Don Cristão secoua la tête.

— Il ne les regardera pas si nous lui demandons de ne pas le faire.

— Vous êtes d’une naïveté puérile, jugea l’Evêque Peregrino. Rien ne pourrait même l’obliger à nous rendre les informations.

Bosquinha hocha la tête.

— C’est exact. Il possédera tout ce qui est vital pour nous et pourra le conserver ou le rendre, selon ce qu’il souhaite. Mais je crois, comme Dom Cristão, qu’il est bon et qu’il nous aidera à vaincre nos difficultés.

Dona Cristã se leva.

— Excusez-moi, dit-elle. Je voudrais commencer les transferts vitaux immédiatement.

Bosquinha se tourna vers le terminal de l’évêque et y introduisit sa priorité.

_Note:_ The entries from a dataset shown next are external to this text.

PR #3839, opened 2019-05-27
Issue 3671: Watermarking workflow

### LINKED ISSUE #3671: Watermark: Controller: Implement background periodic watermark workflow
**Problem description**
Implement Watermark workflow on controller using the bucket infrastructure for periodic watermark computation and emitting. 
This should be implemented as a follow up to #3670  and make use of metadata recorded for each writer for the stream and compute and emit watermarks in a dedicated revisioned segment. 

**Problem location**
Controller Bucket Service

Implement watermark periodic workflow.

shiveshr:
**Change log description**  
This change set implements watermarking workflow on controller. 
Watermarking computation is modeled as a periodic background task. 
Writers can post their marks asynchronously to any controller instance. These marks are stored in metadata store. 
A periodic workflow for the stream is executed which collects all the marks reported since last watermark was emitted and computes a new watermark. 

**Purpose of the change**  
Fixes #3671 

**What the code does**  
A new class called `PeriodicWatermarking` is added which implements the periodic watermarking workflow. 
The periodic background workflow infrastructure that was built for retention workflows is reused for Watermarking service. Watermarking workflow will run on its dedicated executor thread pool whereby not interfere with other threads used by controller service. The watermarking frequency is configurable. 
The streams are divided into buckets and these buckets are distributed across different controller instances to balance the load. 
Note: There is one limitation of periodic workflow infrastructure that we will improve separately - the infrastructure does not support `rebalance` of buckets in case new controller instance is added to the cluster. 
Each controller instance runs periodic workflows for all streams belonging to buckets owned by that controller. Streams, for which writers have reported marks, are added to the watermarking bucket store. 
The periodic workflow infrastructure runs periodic jobs for these streams belonging to buckets that it owns and calls `PeriodicWatermarking.execute` method for each of these streams at the configured frequency.   

Watermarking makes uses of revisionedStreamClient to emit watermarks into watermark segment. 
It maintains a window of previously emitted watermarks by leveraging the "mark" primitive on RevisionedStreamClient. In each iteration it reads all previously emitted marks in this window. 
The workflow has a concept of `active` and `participating` writers for the watermark computation. 
The controller waits for all active writers to report their marks before performing watermarking computation. Participating writers are those that have reported their marks since the last watermark. 
So controller waits until all active writers either either participate or are deemed inactive. 

For maintaining the active writer, Controller maintains the aforesaid window. It compares writer marks with the `window.floor` watermark. Writers that have emitted marks higher than window.floor are considered as active. In each iteration, the watermarking workflow either emits a new watermark or shrinks the "window" by moving the floor to the next watermark. 

When controller has all active writers as participating writers, it performs the watermarking computation workflow where it computes the ` GLB (timestamp of all participating writer marks + last watermark)` and computes a well formed stream cut using `logical upper bound on positions of writer marks + last watermark`. 
The details of this algorithm are described in watermarking PDP. 

This PR also defines the function to compute the name of watermark segment where watermarks are emitted. 
It also defines a serializable Watermark object and a wrapper serializer that implements the client.Serializer interface. 

**How to verify it**  
Unit tests and integration test added.


shared/protocol/src/main/java/io/pravega/shared/watermarks/Watermark.java
```diff
@@ -0,0 +1,85 @@
...
+import java.io.DataOutput;
+import java.io.IOException;
+import java.nio.ByteBuffer;
+
+@Data
+public class Watermark {
+    public static final WatermarkSerializer SERIALIZER = new WatermarkSerializer();
+    public static final Watermark EMPTY = new Watermark(Long.MIN_VALUE, ImmutableMap.of());
+    private final long timestamp;
+    private final ImmutableMap<Long, Long> streamCut;
```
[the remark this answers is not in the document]
shiveshr: Done

shared/protocol/src/main/java/io/pravega/shared/segment/StreamSegmentNameUtils.java
```diff
@@ -71,6 +74,12 @@
      */
     private static final String TABLES = "_tables";
 
+    /**
+     * Prefix for identifying system created mark segments for storing watermarks. 
+     */
+    @Getter(AccessLevel.PACKAGE)
+    private static final String MARK_PREFIX = "_MARK";
```
tkaitchuck: This looks like in belongs in `NameUtils`. Should we merge these two utility classes?

shared/protocol/src/main/java/io/pravega/shared/segment/StreamSegmentNameUtils.java
```diff
@@ -366,4 +375,12 @@ public static boolean isTableSegment(String qualifiedName) {
         return tokens[1].equals(TABLES);
     }
     // endregion
+    
+    // region watermark
+    public static String getMarkSegmentForStream(String stream) {
```
tkaitchuck: We should probably call this `getMarkStreamForStream` because there still will be a segment number associated with the actual segment.

shared/protocol/src/main/java/io/pravega/shared/segment/StreamSegmentNameUtils.java
```diff
@@ -366,4 +375,12 @@ public static boolean isTableSegment(String qualifiedName) {
...
+        StringBuffer sb = new StringBuffer();
+        sb.append(MARK_PREFIX);
+        sb.append(stream);
```
tkaitchuck: We should have a precondition that `stream` does not start with the mark_prefix already as this makes little sense. (It probably also doesn't make sense for reader groups)

shiveshr: That check should be in stream manager interface perhaps. Because controller is used to create both internal and external streams and it wouldnt know where the request is originating from.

— Entrez seulement les catégories de dossiers que vous souhaitez envoyer au Porte-Parole Andrew. Je suppose que vous les avez déjà classés par ordre de priorité, puisque vous les imprimiez.

— De combien de temps disposons-nous ? demanda Dom Cristão.

Dona Cristã tapait déjà énergiquement.

— Le décompte est ici, en haut.

Bosquinha glissa la main dans l’affichage holographique, posant le doigt sur les chiffres du compte à rebours.

— Ne transfère pas ce que nous avons déjà imprimé, conseilla Dom Cristão. Nous pourrons le réintroduire. De toute façon, il y a très peu de temps.

Bosquinha se tourna vers l’évêque :

— Je savais que ce serait difficile.

L’évêque eut un rire de dérision.

— Difficile !

— J’espère que vous réfléchirez sérieusement avant de rejeter cette…

— Rejeter ! s’écria l’évêque. Me prenez-vous pour un imbécile ? Je déteste la pseudo-religion de ces Porte-Parole des Morts, c’est un fait, mais si c’est le seul moyen que nous offre Dieu de sauver les archives vitales de l’Eglise, je serais un piètre serviteur du Seigneur de laisser l’orgueil me dissuader de l’utiliser. Nos dossiers ne sont pas encore classés par ordre de priorité, et cela ne prendra que quelques minutes, mais je présume que les Enfants de l’Esprit me laisseront le temps de transférer mes informations.

— De combien de temps avez-vous besoin, à votre avis ? demanda Dom Cristão.

— Pas beaucoup. Une dizaine de minutes.

Bosquinha fut surprise, et agréablement. Elle craignait que l’évêque ne tienne absolument à copier ses dossiers avant de permettre aux Enfants de l’Esprit de continuer – tentative supplémentaire d’affirmer la prééminence de l’évêché sur le monastère.

— Merci, dit Dom Cristão, embrassant la main qui lui était tendue.

L’évêque regarda froidement Bosquinha.

— Il ne faut pas prendre cet air surpris, Madame le Maire. Les Enfants de l’Esprit travaillent sur le savoir du monde, de sorte que nous utilisons les mémoires publiques dans un but exclusivement administratif. En ce qui concerne la Bible, nous sommes tellement démodés et fidèles à nos habitudes que nous en avons plusieurs exemplaires reliés en cuir dans la cathédrale. Le Congrès Stellaire ne peut pas voler nos exemplaires de la Parole de Dieu.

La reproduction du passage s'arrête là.